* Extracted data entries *
####################
PR #653, opened 2021-09-01
feat(output): add sections collapsing in HTML output

miltolstoy:
Wrapping HTML example:
```
<input type="checkbox" id="1." class="hide">
<label for="1.">
<span class="sectionLbl">1. Section name</span>
</label>
<div>Section body</div>
```

Expected behavior:
* all steps are collapsed at HTML opening
* click on collapsed section name leads to:
    - section body is shown, inner sections are collapsed
    - section marker changed from `[+]` to `[-]`
* click on not collapsed section name leads to opposite change

### DIFF
--- a/universum/modules/output/html_output.py
+++ b/universum/modules/output/html_output.py
@@ -73,7 +73,8 @@ class HtmlOutput(BaseOutput):
         self._log_line(html_footer)
 
     def _log_line(self, line, with_line_separator=True):
-        line = f"{line}{os.linesep}" if with_line_separator else line
+        if with_line_separator and not line.endswith(os.linesep):
+            line += os.linesep
         if not self._filename:
             raise RuntimeError("Artifact directory was not set")
         if not self.artifact_dir_ready:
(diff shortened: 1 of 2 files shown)


universum/modules/output/html_output.py
```diff
@@ -67,7 +72,8 @@ def log_execution_finish(self, title, version):
         html_footer = "</pre></body></html>"
         self._log_line(html_footer)
 
-    def _log_line(self, line):
+    def _log_line(self, line, with_line_separator=True):
+        line = f"{line}{os.linesep}" if with_line_separator else line
```
i-keliukh, line 76: It looks like the line separator should not be added in case the line already has one.
At least this logic is implemented in the terminal output.
Without it, the html output has the empty line after the "Here is the summarized build result:" string.

miltolstoy: Fixed.

i-keliukh (approved):

PR #654, opened 2021-09-08
refactor(pylint): updated according to new recommendations

k-dovgan:
1. open() is recommended to use with specific encoding
   instead of relying on autodetect
2. list and dict literals are recommended for use instead of
   constructors for optimization reasons
3. 'u""' prefix is no longer required, as strings are unicode
   by default

### DIFF
--- a/universum/modules/error_state.py
+++ b/universum/modules/error_state.py
@@ -41,7 +41,7 @@ class HasErrorState(Module):
             return ""
         if value.startswith('@'):
             try:
-                with open(value.lstrip('@')) as value_file:
+                with open(value.lstrip('@'), encoding="utf-8") as value_file:
                     return value_file.read()
             except FileNotFoundError as e:
                 self.error(f"Error reading argument {setting_name} from file {e.filename}: no such file")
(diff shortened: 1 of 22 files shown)


universum/modules/error_state.py
```diff
@@ -41,7 +41,7 @@ def read_multiline_option(self, setting_name: str) -> str:
             return ""
         if value.startswith('@'):
             try:
-                with open(value.lstrip('@')) as value_file:
+                with open(value.lstrip('@'), encoding="utf-8") as value_file:
```
i-keliukh, line 44: Shouldn't we document this change?

universum/modules/launcher.py
```diff
@@ -358,7 +358,7 @@ def process_project_configs(self) -> configuration_support.Configuration:
         sys.path.append(os.path.join(os.path.dirname(config_path)))
 
         try:
-            with open(config_path) as config_file:
+            with open(config_path, encoding="utf-8") as config_file:
```
i-keliukh, line 361: Is there documented way to specify the encoding for .py files?
If yes, we should consider using it instead of hardcoding.

i-keliukh: Actually, PEP263 still works in Python 3. The only change is the default encoding. 

Please add the requirement for utf8 for configs to documentation.

universum/modules/error_state.py
i-keliukh: What about this change?

i-keliukh (approved):

PR #656, opened 2021-09-14
feat(report): move SARIF to report format

o-andrieiev:


tests/test_code_report.py
```diff
@@ -23,13 +23,20 @@ def __init__(self):
...
         self.text +=\
-            f"configs += Configuration([Step(name='Run {analyzer}', {extra_cfg} code_report=True, command={cmd})])\n"
+            f"configs += Configuration([Step(name='{name}', command={cmd}{step_cfg})])\n"
         return self
 
+    def add_analyzer(self, analyzer: str, arguments: List[str], step_cfg: str = '') -> 'ConfigData':
+        name = f"Run {analyzer}"
+        args = [f", '{arg}'" for arg in arguments]
+        cmd = f"['{python()}', '-m', 'universum.analyzers.{analyzer}'{''.join(args)}]"
+        step_cfg = ', ' + step_cfg if step_cfg else ''
```
k-dovgan, line 36: Is there a reason we're using `cfg` instead of `config` as in other modules like `Launcher`?

o-andrieiev: I have no preference either way, I'll change it to 'config' then. But please note that this is a test case code.

k-dovgan (dismissed):

o-andrieiev:
Retest

i-keliukh (changes requested):
1. sarif_report must be removed from test parameter on line 218, file test_code_report.py
2. please rewrite asserts without findall calls to simplify log analysis. pytest is able to produce assertion failure logs, if the asserted expression is simple enough.

i-keliukh:
One variant of making the assert output readable is to separate the check and the assert and add the assert message, like below:
```python
if not re.findall(log_success, log):
    assert False, f"'{log_success}' is not found in '{log}'"
```

tests/test_code_report.py
```diff
@@ -118,11 +130,40 @@ def finalize(self) -> str:
...
+    'both_tested_issues_in_json',
+])
+def test_code_report_direct_log(runner_with_analyzers, tested_contents, expected_success):
+    config = ConfigData()
+    step_config = "code_report=True"
+    for idx, tested_content in enumerate(tested_contents):
+        prelim_report = "report_file_" + str(idx)
+        full_report = "${CODE_REPORT_FILE}"
+        runner_with_analyzers.local.root_directory.join(prelim_report).write(tested_content)
+        config.add_cmd("Report " + str(idx), f"[\"bash\", \"-c\", \"cat ./{prelim_report} >> {full_report}\"]",
```
i-keliukh, line 159: The paths to files must be wrapped in quotes.

i-keliukh (approved):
####################
* Exercise aim *
Read through the records above and copy the lines that contain "shown".

* Answer box *
    - section body is shown, inner sections are collapsed
(diff shortened: 1 of 2 files shown)
(diff shortened: 1 of 22 files shown)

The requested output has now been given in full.